Modelling the effects of recent changes in climate, host density and acaricide treatments on population dynamics of Ixodes ricinus in the UK
Article first published online: 11 MAY 2011
© 2011 The Authors. Journal of Applied Ecology © 2011 British Ecological Society
Journal of Applied Ecology
Volume 48, Issue 4, pages 1029–1037, August 2011
How to Cite
Dobson, A. D. M. and Randolph, S. E. (2011), Modelling the effects of recent changes in climate, host density and acaricide treatments on population dynamics of Ixodes ricinus in the UK. Journal of Applied Ecology, 48: 1029–1037. doi: 10.1111/j.1365-2664.2011.02004.x
- Issue published online: 1 JUL 2011
- Article first published online: 11 MAY 2011
- Received 4 January 2011; accepted 13 April 2011 Handling Editor: Eric Morgan
- climate change;
- deer density;
- geographical variation;
- Ixodes ricinus;
- population model;
- tick control
1. A population model for the tick Ixodes ricinus, the most significant vector of pathogens in Europe, is used to explore the relative impact of changes in climate, host density and acaricide-treated hosts on tick abundance and seasonality.
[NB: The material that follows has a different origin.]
PR #3260, opened 2024-12-01
Add requiresLocation function for AsyncAppender (#3257)

### LINKED ISSUE #3257: File line numbers are not printed for the failover appender when using AsyncLoggerContextSelector

eldwrjwt:
Fix #3257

2. A rise in temperature of the sort witnessed since 1989 speeds up the inter-stadial development of ticks, thereby reducing the cumulative effect of constant daily mortality rates and potentially raising population levels. The predicted earlier onset of tick-questing activity in the spring, due to stage-specific temperature thresholds, could increase contact between ticks and humans during recreational visits to the countryside in spring holidays. These tick population effects vary geographically with background climate.
3. The significant increase in deer abundance across Europe, including the UK, in recent decades is predicted to drive tick population increases, the effect varying with the initial density of hosts. In areas only recently colonized by deer, tick numbers are predicted to rise dramatically (given suitable climatic conditions). Where host densities are already high, however, further increases may reduce numbers of questing ticks; unfed ticks leave the questing population more rapidly, even though the overall tick population (and therefore pathogen transmission potential) increases.
4. Culling high-density deer populations as a control measure could, therefore, initially cause an apparent increase in questing ticks, with the predicted long-term population trajectory depending on the severity of the cull.
5. Conversely, the further addition of large hosts (e.g. sheep) would effectively reduce the number of questing ticks and therefore the risk to humans. If such sheep were treated with acaricide, tick populations are predicted to decrease rapidly, to an extent that depends on the relative abundance of wild (untreated) and treated hosts. Tick control in designated areas may be achieved by using sheep in this way as ‘lethal mops’, as used to occur in the past when sheep were regularly dipped.
6.Synthesis and applications. Both abiotic and biotic environmental changes witnessed recently could have contributed to apparent increases in tick populations, especially where these environmental factors were limiting in the past. The release of additional hosts treated with long-lasting acaricide is potentially an effective control strategy.